### ASSIGNED TASK
Reproduce the data below line by line, from its first line to the line with "as live coverage.", both included, and nothing past that point.

[Collected data]
####################
PR #827, opened 2026-08-30
chore: classify and log in-app message failures internally

mahmoud-elmorabea:
## MBL-2310 · Android stack — step 3 of 4

| Step | PR | |
| --- | --- | --- |
| 2 | #826 — `chore:` report WebView render process termination as an in-app failure |  |
| **3** | **#827 — `chore:` classify and log in-app message failures internally** | **← you are here** |
| 4 | #828 — `fix:` surface the failure reason on `errorWithMessage` | cuts the Android release |

---
Gives every in-app failure a reason and keeps the detail the SDK was throwing away. Internal only — `apiDump` is unchanged.

Stacked on #826. The Android mirror of ios#1237. Groundwork for MBL-2310; the next PR puts the reason on `errorWithMessage`.

### Why

Every failure site in `EngineWebView` collapsed into a bare `listener?.error()`, so why a message failed survived only in whatever each site happened to log. The richest sources were dropped outright:

- **The renderer's own `errorMessage`.** The 3.0 bundle sends `{ target, errorMessage }` with the engine `error` event — e.g. `Unable to find "step-2" in payload.` The bridge discarded the whole parameter map.
- **Everything the four `WebViewClient` error callbacks hand us**: `WebResourceError` code and description, the HTTP status from `onReceivedHttpError`, and `SslError.primaryError`.

### Change

An internal `InAppMessageError` (`reason`, `detail`, `code`) with five coarse reasons — `NETWORK`, `TIMEOUT`, `RENDER_FAILED`, `WEB_VIEW_CRASHED`, `INTERNAL_ERROR` — matching iOS exactly.

All sites now route through one `reportFailure` choke point that classifies and logs before notifying the listener, so the next PR changes the hand-off in one place.

`InAppMessageViewController.routeError` is classified too, though renderer 3.0 never emits `routeError` — noted in a comment so nobody counts it as live coverage.

### The internal seam

`EngineWebViewListener.error()` takes no arguments and **is public API** (`messaginginapp.api:201`), as is `EngineWebViewInterface` itself. So the bridge cannot hand the parsed detail over through the listener yet. It goes through an `internal var onEngineError` instead — deliberately temporary, and it disappears when the listener can take the error in the `fix:` PR.

Same constraint iOS hit with `EngineWebDelegate`, so both platforms split the same way.

### Verification

`EngineWebViewInterfaceErrorTest` drives real JSON through `postMessage` — the actual bridge entry point — and covers all four `errorMessage`/`target` combinations plus log formatting.

- `:messaginginapp:testDebugUnitTest` green, 6 new tests.
- `:messaginginapp:lintDebug` green.
- `./gradlew apiDump` produces **no diff** — every new declaration is `internal` or `private`.

### DIFF
--- a/messaginginapp/src/main/java/io/customer/messaginginapp/gist/presentation/engine/EngineWebView.kt
+++ b/messaginginapp/src/main/java/io/customer/messaginginapp/gist/presentation/engine/EngineWebView.kt
@@ -4,11 +4,9 @@ import android.annotation.SuppressLint
 import android.content.Context
 import android.content.res.Configuration
 import android.graphics.Color
-import android.net.http.SslError
 import android.os.Build
 import android.util.AttributeSet
 import android.webkit.RenderProcessGoneDetail
-import android.webkit.SslErrorHandler
 import android.webkit.WebResourceError
 import android.webkit.WebResourceRequest
 import android.webkit.WebResourceResponse
@@ -257,6 +255,15 @@ internal class EngineWebView @JvmOverloads constructor(
                     )
                 }
 
+                // Deliberately no onReceivedSslError override. The platform default already
+                // cancels the request, which is the behaviour we want and the only part that
+                // matters for safety — we never continue past a certificate error. Overriding it
+                // replaced that default with our own cancel() and reported every failure as a
+                // message-level NETWORK error, including certificate failures on subresources,
+                // which dismissed messages that would have rendered. The callback carries no
+                // WebResourceRequest, so there is no reliable way to tell the document from a
+                // subresource. A certificate failure on the document aborts the main-frame load
+                // and surfaces through onReceivedError below, which is already frame-gated.
                 override fun onReceivedHttpError(
                     view: WebView?,
                     request: WebResourceRequest?,
@@ -293,25 +300,6 @@ internal class EngineWebView @JvmOverloads constructor(
                             reason = InAppMessageErrorReason.NETWORK,
                             detail = if (hasDetail) error?.description?.toString() else null,
                             code = if (hasDetail) error?.errorCode else null
-                        )
-                    )
-                }
-
-                override fun onReceivedSslError(
-                    view: WebView?,
-                    handler: SslErrorHandler?,
-                    error: SslError?
-                ) {
-                    // Overriding this removed the platform default's cancel(), so the handler has
-                    // to be resolved here or the request stays suspended. Always cancel: the
-                    // renderer is first-party HTTPS and we never continue past a certificate error.
-                    handler?.cancel()
-
-                    reportFailure(
-                        InAppMessageError(
-                            reason = InAppMessageErrorReason.NETWORK,
-                            detail = "SSL error loading the renderer",
-                            code = error?.primaryError
                         )
                     )
                 }
--- a/messaginginapp/src/main/java/io/customer/messaginginapp/gist/presentation/engine/EngineWebView.kt
+++ b/messaginginapp/src/main/java/io/customer/messaginginapp/gist/presentation/engine/EngineWebView.kt
@@ -4,9 +4,11 @@ import android.annotation.SuppressLint
 import android.content.Context
 import android.content.res.Configuration
 import android.graphics.Color
+import android.net.http.SslError
 import android.os.Build
 import android.util.AttributeSet
 import android.webkit.RenderProcessGoneDetail
+import android.webkit.SslErrorHandler
 import android.webkit.WebResourceError
 import android.webkit.WebResourceRequest
 import android.webkit.WebResourceResponse
@@ -47,6 +49,14 @@ internal class EngineWebView @JvmOverloads constructor(
     private val logger = SDKComponent.logger
     private var lastResolvedColorScheme: String? = null
     private var colorSchemeJob: Job? = null
+
+    /**
+     * The renderer document this view loaded.
+     *
+     * `onReceivedSslError` gives no [WebResourceRequest], so this is the only way to tell a
+     * certificate failure on the message itself from one on an image or font it pulls in.
+     */
+    private var documentUrl: String? = null
 
     private val inAppMessagingManager = SDKComponent.inAppMessagingManager
 
@@ -191,8 +201,8 @@ internal class EngineWebView @JvmOverloads constructor(
         elapsedTimer.start("Engine render for message: ${configuration.messageId}")
         val messageData = mapOf("options" to configuration)
         val jsonString = Gson().toJson(messageData)
-        val messageUrl =
-            "${state.environment.getGistRendererUrl()}/index.html"
+        val messageUrl = "${state.environment.getGistRendererUrl()}/index.html"
+        documentUrl = messageUrl
         logger.debug("Rendering message with URL: $messageUrl")
         webView?.let {
             it.settings.javaScriptEnabled = true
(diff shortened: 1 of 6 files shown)


messaginginapp/src/main/java/io/customer/messaginginapp/gist/presentation/engine/EngineWebView.kt
```diff
@@ -244,31 +248,58 @@ internal class EngineWebView @JvmOverloads constructor(
...
+                    )
                 }
 
                 override fun onReceivedHttpError(
                     view: WebView?,
                     request: WebResourceRequest?,
                     errorResponse: WebResourceResponse?
                 ) {
-                    listener?.error()
+                    reportFailure(
```
Shahroz16, line 268: Can we ignore these request-scoped errors when request?.isForMainFrame == false? Android invokes both onReceivedHttpError and the request-based onReceivedError for images, fonts, iframes, and other subresources. Without the gate, a missing image can be surfaced as a message-level NETWORK 404 and dismiss an otherwise renderable message. The deprecated overload remains main-frame-only on API 21-22, so this also makes behavior differ by OS version. I would add one main-frame and one subresource test around both request-based callbacks.

messaginginapp/src/main/java/io/customer/messaginginapp/gist/presentation/engine/EngineWebView.kt
```diff
@@ -244,31 +248,58 @@ internal class EngineWebView @JvmOverloads constructor(
...
+                    )
                 }
 
                 override fun onReceivedSslError(
                     view: WebView?,
                     handler: SslErrorHandler?,
                     error: SslError?
                 ) {
-                    listener?.error()
+                    reportFailure(
```
Shahroz16, line 310: Could we call handler?.cancel() before reporting the failure? Once we override onReceivedSslError, Android expects us to resolve the handler with cancel or proceed; leaving it unresolved can keep the request suspended. We should always cancel here and never continue past a certificate error.

messaginginapp/src/main/java/io/customer/messaginginapp/gist/presentation/engine/EngineWebView.kt
mahmoud-elmorabea: Confirmed, and I agree with the analysis — the request-based `onReceivedError` and `onReceivedHttpError` both fire for subresources, so a missing image can surface as a message-level `NETWORK` failure and dismiss a renderable message. The API 21-22 divergence via the main-frame-only deprecated overload is real too.

I have left it out of this stack though, because it predates the work: on `origin/main` all four callbacks already call `listener?.error()` with no gate, so the dismiss-on-broken-asset behaviour is what ships today. This PR only changes what we log alongside it. Gating on `isForMainFrame` would change rendering behaviour for live messages with broken assets, which felt like more than an in-app-error-reason ticket should carry silently.

Happy to file it as its own ticket with your analysis, or fold it in here if you would rather it ship together — your call.

messaginginapp/src/main/java/io/customer/messaginginapp/gist/presentation/engine/EngineWebView.kt
mahmoud-elmorabea: Confirmed — no `cancel()` or `proceed()`, so the handler is left unresolved. Overriding removed the default implementation's `cancel()`, and we should never proceed past a certificate error.

Same reasoning as the sibling comment: this predates the stack, the override exists unchanged on `origin/main`, and this PR only alters the classification we log. I would rather not slip a TLS-handling change into a `chore:` PR that reviewers are reading as logging-only.

I would group it with the `isForMainFrame` gate in one follow-up ticket — both are `WebViewClient` contract issues in the same block. Say the word and I will file it, or pull both in here.

Shahroz16 (changes requested):
After rechecking the complete stack and an independent Opus pass, I think the two existing WebViewClient threads should be fixed here rather than moved to a follow-up. This PR turns those callbacks into public NETWORK failures, and both fixes are small and testable: ignore subresource errors, cancel the SSL handler, and cover the callback behavior. The rest of this PR looks good.

messaginginapp/src/main/java/io/customer/messaginginapp/gist/presentation/engine/EngineWebView.kt
mahmoud-elmorabea: Done — your argument for doing it here is better than mine for deferring it. This PR is what promotes these callbacks into a publicly reported `NETWORK` reason, so leaving it would ship a wrong, documented cause to the host rather than just the silent dismissal that exists today.

Both request-based callbacks now return early unless `request.isForMainFrame`. That also lines API 23+ up with 21-22, where the deprecated overload is main-frame-only already.

Tests as you asked, one main-frame and one subresource case for each. Negative control: with the gates removed, both subresource tests fail.

messaginginapp/src/main/java/io/customer/messaginginapp/gist/presentation/engine/EngineWebView.kt
mahmoud-elmorabea: Done. `handler?.cancel()` before reporting, never `proceed()` — the renderer is first-party HTTPS, so there is no case where continuing past a certificate error is right.

Covered by a test asserting `cancel()` is called exactly once and `proceed()` never; it fails without the call.

Shahroz16: One more edge case remains in this callback: Android invokes `onReceivedSslError` while loading any resource, not only the main frame. We now ignore HTTP and request errors for subresources, but an image or font certificate failure would still surface `NETWORK` and dismiss the whole message. Could we keep cancelling every handler but report the failure only for the renderer document, and add a subresource test?

mahmoud-elmorabea: Good catch — and it pushed us somewhere better than the gate. Rather than adding a third frame check, I have **removed the `onReceivedSslError` override entirely**.

The reasoning: the platform default already calls `handler.cancel()`, which is the only part that matters for safety — we never continue past a certificate error either way. Overriding it replaced that default with our own cancel and, as you spotted, reported every certificate failure as a message-level `NETWORK` error including subresources. Dropping the override fixes both problems at once and makes the class smaller instead of larger.

It also avoids the awkward part of gating this one. Unlike the two request-based callbacks there is no `WebResourceRequest` here, so the only way to identify the document would be comparing `SslError.getUrl()` against the renderer URL — a string heuristic in security-adjacent code, and one whose realistic failure mode (redirects, query strings) is a silent non-match.

A certificate failure on the document aborts the main-frame load and should surface through `onReceivedError`, which is already frame-gated, as `NETWORK` with `ERROR_FAILED_SSL_HANDSHAKE`.

**Two things worth your eyes on this.**

The cost is real: we lose `SslError.primaryError`, which distinguished untrusted from expired from hostname mismatch. That is the most precise cert diagnostic we could have offered, and this ticket is about precision. I think the trade is right, but it is a trade.

And the load-bearing assumption is that an SSL-aborted main-frame load does reach `onReceivedError` at all — Chromium suppresses that callback for some aborted loads. If it does not fire, a genuine document certificate failure degrades to `TIMEOUT` after 5s, which is misleading. I have not verified that on a device yet and did not want to claim it. It is on the device-test list, and if it turns out not to fire I will come back and implement the gate as you originally described.

Test kept and inverted: it now pins that we never `proceed()`, and that a certificate error reports nothing of ours.

Shahroz16: The documented Android split is narrower than the assumption here: `onReceivedSslError` handles recoverable certificate errors, while `onReceivedError(... ERROR_FAILED_SSL_HANDSHAKE)` is only promised for non-recoverable SSL failures. With this override removed, a recoverable certificate error on the renderer document is canceled by default but never reaches our listener, so it becomes `TIMEOUT` after 5s. Could we keep the override, always cancel, and distinguish the current main-frame URL before reporting `NETWORK`? If URL matching is the available signal, a redirected-main-frame test would pin the tradeoff better than relying on a callback Android does not promise. https://developer.android.com/reference/android/webkit/WebViewClient#onReceivedSslError(android.webkit.WebView,android.webkit.SslErrorHandler,android.net.http.SslError)

mahmoud-elmorabea: You are right and I was wrong — thank you for the documentation link, that settles the exact thing I said I could not verify.

The recoverable/non-recoverable split is the part I missed. `ERROR_FAILED_SSL_HANDSHAKE` is only promised for non-recoverable failures, and the common cases — expired, untrusted, hostname mismatch — are recoverable, so they arrive at `onReceivedSslError` and nowhere else. Dropping the override turned exactly those into a 5s `TIMEOUT`. That is worse than what we started with.

Restored, with the two concerns split as you suggested:

- **Cancellation is unconditional**, every resource, so the handler is always resolved and we never continue past a certificate error.
- **Reporting is gated** on the failing URL matching the renderer document, which the view now remembers.

Three tests: document (refused **and** reported), subresource (refused, not reported), and the redirected-main-frame case you asked for. That last one pins the tradeoff honestly — after a redirect the URL no longer matches, so the error is refused but not reported and surfaces later as a timeout. The failure mode is silence rather than a wrong dismissal, which is the safer of the two directions, and it is now written down rather than assumed.

Shahroz16 (approved):
The SSL path now always cancels the handler, reports only failures on the renderer document, and covers document, subresource, and redirect behavior. I rechecked the complete stack at this head and the focused WebView/error/controller tests pass. This PR looks good.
####################
### EXERCISE SOLUTION
PR #827, opened 2026-08-30
chore: classify and log in-app message failures internally

mahmoud-elmorabea:
## MBL-2310 · Android stack — step 3 of 4

| Step | PR | |
| --- | --- | --- |
| 2 | #826 — `chore:` report WebView render process termination as an in-app failure |  |
| **3** | **#827 — `chore:` classify and log in-app message failures internally** | **← you are here** |
| 4 | #828 — `fix:` surface the failure reason on `errorWithMessage` | cuts the Android release |

---
Gives every in-app failure a reason and keeps the detail the SDK was throwing away. Internal only — `apiDump` is unchanged.

Stacked on #826. The Android mirror of ios#1237. Groundwork for MBL-2310; the next PR puts the reason on `errorWithMessage`.

### Why

Every failure site in `EngineWebView` collapsed into a bare `listener?.error()`, so why a message failed survived only in whatever each site happened to log. The richest sources were dropped outright:

- **The renderer's own `errorMessage`.** The 3.0 bundle sends `{ target, errorMessage }` with the engine `error` event — e.g. `Unable to find "step-2" in payload.` The bridge discarded the whole parameter map.
- **Everything the four `WebViewClient` error callbacks hand us**: `WebResourceError` code and description, the HTTP status from `onReceivedHttpError`, and `SslError.primaryError`.

### Change

An internal `InAppMessageError` (`reason`, `detail`, `code`) with five coarse reasons — `NETWORK`, `TIMEOUT`, `RENDER_FAILED`, `WEB_VIEW_CRASHED`, `INTERNAL_ERROR` — matching iOS exactly.

All sites now route through one `reportFailure` choke point that classifies and logs before notifying the listener, so the next PR changes the hand-off in one place.

`InAppMessageViewController.routeError` is classified too, though renderer 3.0 never emits `routeError` — noted in a comment so nobody counts it as live coverage.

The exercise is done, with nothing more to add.